Was haben die Zahlen zur Kirchen­mitglied­schaft damit zu tun, daß Gott queer ist? Abge­sehen von der Gleich­zeitig­keit, in der mir beides aufge­stoßen ist: Die Konse­quenzen für die evange­lische Kirche, der ich 60 Jahre ange­hörte, deren Gottes­dienste ich eine Weile regel­mäßig besuchte, an die ich bestän­dig mehr Steuern gezahlt habe als Beiträge für Partei und Gewerk­schaft zusammen und für deren Fahnen­masten ich noch vor kurzem gespendet habe, damit jeder­mann sehen kann: Hier gibt es noch oder gab es einst eine Gemeinde. [1]

So ein Bericht versucht natür­lich auch die Frage zu beant­worten, weshalb denn die Mitglieder weg­brechen und was man dagegen tun könne. In naher Zukunft nichts ändern kann oder wird man nicht am Kirchen­steuer­einzug, der mit einer formalen Mitglied­schaft verbunden ist. Das mag Ein­künfte sichern, da man zur Zahlungs­minde­rung weniger verdienen oder austreten müßte. Auf der anderen Seite bleiben die Menschen nicht einfach (formal) dabei, solange sie nicht zahlen müssen. Es ist ein Vorteil anderer Reli­gionen, die einfach jeden mitzählen, dessen Eltern dazu­gehörten.

Ein Pluspunkt seien die Kasualien, das fort­beste­hende Bedürfnis, kirch­lich getraut und bestat­tet zu werden. Dazu gehören auch Taufe und Konfir­mation. Vor allem letztere führe zu einer starken Bindung, geht aber zurück und hindert nicht am steuer­sparen­den Austritt. So arbeitet der Gene­rationen­wechsel gegen die Kirchen­mitglied­schaft, weshalb es vor allem junge Menschen durch attrak­tive Angebote zu binden gelte. Diese sollten weniger religös, eher sozial ausge­staltet sein. Das mag in Rich­tung woke und queer gehen.

Der nahelie­genden Beschrän­kung auf dem Marken­kern wird eine Absage erteilt. Es ist wie bei Mobil­funkan­bietern: Den Neu­kunden werden Telefone und Rabatte nachge­worfen, die Bestands­kunden bekommen nichts und geraten in teure Folge­tarife.
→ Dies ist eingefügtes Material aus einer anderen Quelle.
PR #3456, opened 2020-07-22
Run InsecureDeserialization only when using Scanner for MsBuild

### LINKED ISSUE #3421: S5766 should only be available when running in batch analysis mode
### Description

We are seeing many false-positives for the new S5766 rule (Deserializing objects without performing data validation is security-sensitive) and would like to disable it, but our attempts to suppress the rule in source (via `#pragma warning disable S5766`) or reconfigure it's severity in our ruleset file have no effect.

### Repro steps

1) Create an instance of S5766
2) Add `#pragma warning disable S5766` to the top of the file

### Known workarounds

None

### Related information

* C#/VB.NET Plugins Version: 8.9.0.19135
* Visual Studio Version: 16.6.3
* MSBuild / dotnet version: .NET Core SDK 3.1.102

costin-zaharia-sonarsource:
Fixes #3421


sonaranalyzer-dotnet/tests/SonarAnalyzer.UnitTest/Rules/InsecureDeserializationTest.cs
```diff
@@ -35,6 +35,13 @@ public class InsecureDeserializationTest
             Verifier.VerifyAnalyzer(@"TestCases\InsecureDeserialization.cs",
                 new InsecureDeserialization(AnalyzerConfiguration.AlwaysEnabled),
                 ParseOptionsHelper.CSharp8);
+
+        [TestMethod]
+        [TestCategory("Rule")]
+        public void InsecureDeserialization_Not_Enabled() =>
```
andrei-epure-sonarsource, line 41: can we have such a test for all hotspots? That would get the hotspots via reflection and would find the test files based on the file name and then run this?

otherwise, we'll always going to have the same problem in the future

costin-zaharia-sonarsource: I'm not sure how can we address this. It needs as an input code which breaks the rule. 

We can get indeed all the hotspots and check if the derive from `HotspotDiagnosticAnalyzer` but this is not enough since the test will need noncompliant code specific for the rule or to check if the `IsEnabled` method is called. 

An option would be to add a custom analyzer specific for our project (internal).

costin-zaharia-sonarsource: Discussed offline and we can do this based on the name convention. The test cases files are named the same as the rule class name.

sonaranalyzer-dotnet/its/sources/ManuallyAddedNoncompliantIssues/NetFramework48/NetFramework48.csproj
```diff
@@ -48,7 +48,6 @@
   </ItemGroup>
   <ItemGroup>
     <Compile Include="BinaryFormatterTest.cs" />
-    <Compile Include="InsecureDeserialization.cs" />
```
andrei-epure-sonarsource, line 51: why do you want to remove it? you can leave it and replace the `Noncompliant` comment with `// we don't raise issues when not running with the S4MSB`

and maybe open a ticket to add a manual safety net for hotspots in the Java IT, where we integrate with SonarQube

sonaranalyzer-dotnet/tests/SonarAnalyzer.UnitTest/Common/SecurityHotspotTest.cs
```diff
@@ -0,0 +1,117 @@
...
+        {
+#if NETFRAMEWORK
+            return true;
+#else
+            // IdentityModel is not available on .Net Core
+            return analyzer.GetType().Name != "ControllingPermissions";
+#endif
+        }
+
+        private static IEnumerable<SonarDiagnosticAnalyzer> GetHotspotAnalyzers(AnalyzerLanguage language) =>
```
andrei-epure-sonarsource, line 90: nitpick: in the logical order of reading, this and `IsSecurityHotspot` should be immediately after `VerifyNoIssueReported`

sonaranalyzer-dotnet/tests/SonarAnalyzer.UnitTest/Common/SecurityHotspotTest.cs
```diff
@@ -0,0 +1,117 @@
...
+                "UsingCookies" => "UsingCookies_Net46",
+#else
+                "ExecutingSqlQueries" => "ExecutingSqlQueries_NetCore",
+                "UsingCookies" => "UsingCookies_NetCore",
+#endif
+                _ => typeName
+            };
+        }
+
+        private static bool IsValid(DiagnosticAnalyzer analyzer)
```
andrei-epure-sonarsource, line 80: maybe `IsTestValid` ? because the rule is valid on NetCore as well, right?

maybe add a comment to say what Valid means

andrei-epure-sonarsource:
also, before merging, this PR should get a better name :)

sonaranalyzer-dotnet/tests/SonarAnalyzer.UnitTest/Common/SecurityHotspotTest.cs
costin-zaharia-sonarsource: I've reordered the methods a bit.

Und das Gejammer ist groß, wenn die wegbre­chen oder gar sterben. Trotz­dem bleibt es natür­lich richtig: Wer wachsen oder wenig­stens langsamer schrumpfen will, muß Nach­wuchs werben.
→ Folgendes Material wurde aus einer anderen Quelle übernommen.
PR #3457, opened 2020-07-22
Add all C# 9 features to the IT

andrei-epure-sonarsource:


andrei-epure-sonarsource:
I haven't really checked the raised issues, if they make sense. At this stage, I think it's not a good investment of our time. Anyway, we'll have them in peach and we can check them in the UI.

sonaranalyzer-dotnet/its/sources/Net5/InitOnlyProperties.cs
```diff
@@ -0,0 +1,18 @@
...
+namespace Net5
+{
+    public class InitOnlyProperties
+    {
+        private readonly string firstName;
+        public string FirstName
+        {
+            get => firstName;
+            init => firstName = (value ?? throw new ArgumentNullException(nameof(FirstName)));
+        }
```
costin-zaharia-sonarsource, line 16: I think we should add also the following cases:
```
public string LastName
{
    get => lastName;
    init => lastName = value!;
}

public string Details { get; init; }

public InitOnlyProperties()
{
    Details = string.Empty;
}
```

sonaranalyzer-dotnet/its/sources/Net5/LambdaDiscardParameters.cs
```diff
@@ -0,0 +1,37 @@
...
+            LinqQuery(items);
+
+            _ = Bar(_ => { return true; });
+
+            Func<int, string, int> func = (int _, string _) => 1;
+
+            LocalFunction(1, 1);
+
+            void LocalFunction(int _, int _2) { }
+        }
```
costin-zaharia-sonarsource, line 23: We can add a test case also with: `Func<int, Func<int, bool>> nested = _ => _ => true;`

sonaranalyzer-dotnet/its/sources/Net5/Main.cs
```diff
@@ -2,12 +2,22 @@
...
-Console.WriteLine(x.FirstName + x.LastName);
+new AttributesOnLocalFunctions().Method();
+// new CallIndirectAttribute();
+// new CovariantReturn();
+new ExtensionGetEnumerator().Method();
+new FunctionPointers().Method();
+new InitOnlyProperties { FirstName = "not null" };
+new LambdaDiscardParameters().Method();
+new NativeInts().Method();
+// ParameterValidation();
```
costin-zaharia-sonarsource, line 14: can the commented code  be removed?

sonaranalyzer-dotnet/its/sources/Net5/ModuleInitializers.cs
```diff
@@ -0,0 +1,18 @@
+﻿using System;
+using System.Collections.Generic;
+using System.Linq;
+using System.Text;
+using System.Threading.Tasks;
```
costin-zaharia-sonarsource, line 5: pedantic:  unused usings

sonaranalyzer-dotnet/its/sources/Net5/NativeInts.cs
```diff
@@ -0,0 +1,15 @@
...
+{
+    public class NativeInts
+    {
+        public void Method()
+        {
+            nint i = -1;
+            nuint i2 = 2;
+            Console.WriteLine($"Type of {i} is {typeof(nint)}."); // System.IntPtr.
+            Console.WriteLine($"Type of {i2} is {typeof(nuint)}."); // System.UIntPtr
+        }
```
costin-zaharia-sonarsource, line 13: According the the proposal

```
    enum E : nint
    {
    }
```

this should be permitted but currently it is not. Not sure if we should add a test case (it will be commented but we will not forget about this)

sonaranalyzer-dotnet/its/sources/Net5/Records.cs
```diff
@@ -0,0 +1,82 @@
...
+        public int Property => field;
+    }
+
+    public record Finalizer
+    {
+        ~Finalizer()
+        {
+        }
+    }
+
```
costin-zaharia-sonarsource, line 75: I would add one test case in which it implements an interface. I'm thinking that implementing `IDisposable` will have an impact on some of our rules.

sonaranalyzer-dotnet/its/sources/Net5/TargetTypedNew.cs
```diff
@@ -0,0 +1,19 @@
...
+{
+    public class TargetTypedNew
+    {
+        private Dictionary<string, string> dict = new();
+        private List<int> list;
+
+        public void Method()
+        {
+            list = new();
+            StringBuilder sb = new();
```
costin-zaharia-sonarsource, line 15: We can add a test also with constructor parameters (e.g. `StringBuilder sb2 = new("a");`)

sonaranalyzer-dotnet/its/sources/Net5/FunctionPointers.cs
```diff
@@ -0,0 +1,15 @@
...
+    public unsafe class FunctionPointers
+    {
+        public static void Log() { }
+
+        public void Method()
+        {
+            delegate*<void> ptr1 = &FunctionPointers.Log;
+
+            // This should work but it does not
+            // void* v = &Util.Log;
```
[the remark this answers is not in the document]
andrei-epure-sonarsource: yes; refactoring artefact , it didn't refactor the comment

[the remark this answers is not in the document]
andrei-epure-sonarsource: we'll need to better understand this feature; TBH I don't fully grasp how these are supposed to work

sonaranalyzer-dotnet/its/sources/Net5/Records.cs
costin-zaharia-sonarsource: I've also noticed that the records can be abstract and this might confuse some of our rules. We could add a small test case also with that.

Aber man kann es auch so machen wie FDP oder die Linke und richtet sich auf ein Leben am Rande der Fünf­prozent­hürde ein. Da muß man sich nicht ver­biegen, sofern man sich nicht wie derzeit in falsche Gesell­schaft begibt. Wozu ein Theologie­studium, wenn man hinter­her Sozial­arbeiter ist? [2] Wer es mit dem Glauben ernst meint, der kann ein beschei­denes Leben in einer kleinen, aber festen und bestän­digen Gemein­schaft führen, in der zwar Platz für queere, sich anständig verhal­tende Glaubens­brüder, aber nicht für einen queeren Gott ist.
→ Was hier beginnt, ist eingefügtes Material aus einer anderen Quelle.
Issue #3408, opened 2020-07-02
Fix S1128 FP: System namespace is needed for tuple deconstruction


RobertSimonsSMA:
### Description

The Rule S1128 marks "using System" with "Remove this unnecessary 'using'. While Deconstructor of System.Tuple in foreach loop depends on it.

### Repro steps
Analyze attached classes with rule S1128 enabled
[SonarRuleS1128AndDeconstructedTuples.zip](https://github.com/SonarSource/sonar-dotnet/files/4862943/SonarRuleS1128AndDeconstructedTuples.zip)

### Expected behavior

Since the compiler needs "using System" to find System.TupleExtensions.Deconstruct, it is expected that Rule S1128 does not mark the using as unneccessary in ClassUsingSystemNamespace.

### Actual behavior

Rule S1128 marks "using System" with "Remove this unnecessary 'using'." in ClassUsingSystemNamespace

### Known workarounds

Do not deconstruct inside the foreach statement header, but instead deconstruct inside the statement body.
E.g: 
// ..
foreach (var tuple  in inputs) {
   var (x, y) = tuple;
   // .. do stuff
}

### Related information
Reproduced using
 * Visual Studio 2019 
 * NuGet package SonarAnalyzer.CSharp 8.9.0.19135 target framework 4.7.2
 * C# Project  with target framework .net 4.7.2 and C# Version 7.3
 * Windows 10 / 1809

costin-zaharia-sonarsource:
Hi @RobertSimonsSMA,

thanks for the feedback. 

I can confirm the issue. We should not raise a warning in this case since `using System` is needed for tuple deconstruction.

PR #3465, opened 2020-07-24
S1128: Add repro for #3408

costin-zaharia-sonarsource:

### DIFF
--- a/sonaranalyzer-dotnet/tests/SonarAnalyzer.UnitTest/Rules/UnnecessaryUsingsTest.cs
+++ b/sonaranalyzer-dotnet/tests/SonarAnalyzer.UnitTest/Rules/UnnecessaryUsingsTest.cs
@@ -39,6 +39,16 @@ namespace SonarAnalyzer.UnitTest.Rules
                                     additionalReferences: GetAdditionalReferences());
 
         [TestMethod]
+        [TestCategory("Rule")]
+        public void UnnecessaryUsings_TupleDeconstruct() =>
+            Verifier.VerifyAnalyzer(new[]
+                                    {
+                                        @"TestCases\UnnecessaryUsings.TupleDeconstructConsumer.cs",
+                                        @"TestCases\UnnecessaryUsings.TupleDeconstructProvider.cs"
+                                    },
+                                    new CS.UnnecessaryUsings());
+
+        [TestMethod]
         [TestCategory("CodeFix")]
         public void UnnecessaryUsings_CodeFix() =>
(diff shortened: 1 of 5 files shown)


sonaranalyzer-dotnet/tests/SonarAnalyzer.UnitTest/Rules/UnnecessaryUsingsTest.cs
```diff
@@ -38,6 +38,16 @@ public class UnnecessaryUsingsTest
                                     new CS.UnnecessaryUsings(),
                                     additionalReferences: GetAdditionalReferences());
 
+        [TestMethod]
```
pavel-mikula-sonarsource, line 41: This looks like too many new files to maintain for one simple cases to me. Can you add them to existing file and demonstrate it inside namespace using?
```C#
namespace Repro_3408_Consumer
{
    using System; // Noncompliant - FP, See: https://github.com/SonarSource/sonar-dotnet/issues/3408

    public class Repro3408
    {
        public void Consumer()
        {
            var (_, y) = Repro_3408_Provider.ServiceReturningTuples.GetPair();
        }
    }
}

namespace Repro_3408_Provider
{
    using System;

    public static class ServiceReturningTuples
    {
        public static Tuple<string, int> GetPair() => Tuple.Create("a", 1);
    }
}
```

costin-zaharia-sonarsource: Nice idea with usings in namespace. I've removed the files and added the code inline.

pavel-mikula-sonarsource: Can you remove this test and move the fragment inside `TestCases\UnnecessaryUsings.cs` file? For simplicity and to follow our usual way of adding test cases.

costin-zaharia-sonarsource: Doing this will require to change all file content to put everything what already exists in a namespace to avoid applying already existing usings. This will also require to change the code fix file accordingly.

I prefer to keep this test separated to make the problem obvious.

pavel-mikula-sonarsource:
:shipit: .. once the failed burger check works

costin-zaharia-sonarsource:
> :shipit: .. once the failed burger check works

Had to re-run the step. Works now 😄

[1] Die erste Fahne wurde bereits gehißt. Es war die evange­lische mit vio­lettem Kreuz auf weißem Grund. Ich hoffe, dort nicht eines Tages eine Regen­bogen­fahne oder die der Ukraine sehen zu müssen. Von Palä­stina ganz zu schweigen.

[2] Im meinem Grundkurs wurde natür­lich auch die Frage gestellt, warum man denn Theo­logie stu­dieren wolle. Und einer gab offen und ehrlich an: Weil Pfarrer besser bezahlt werden als Sozial­arbeiter. Das war eine aner­kannte Antwort und Moti­vation.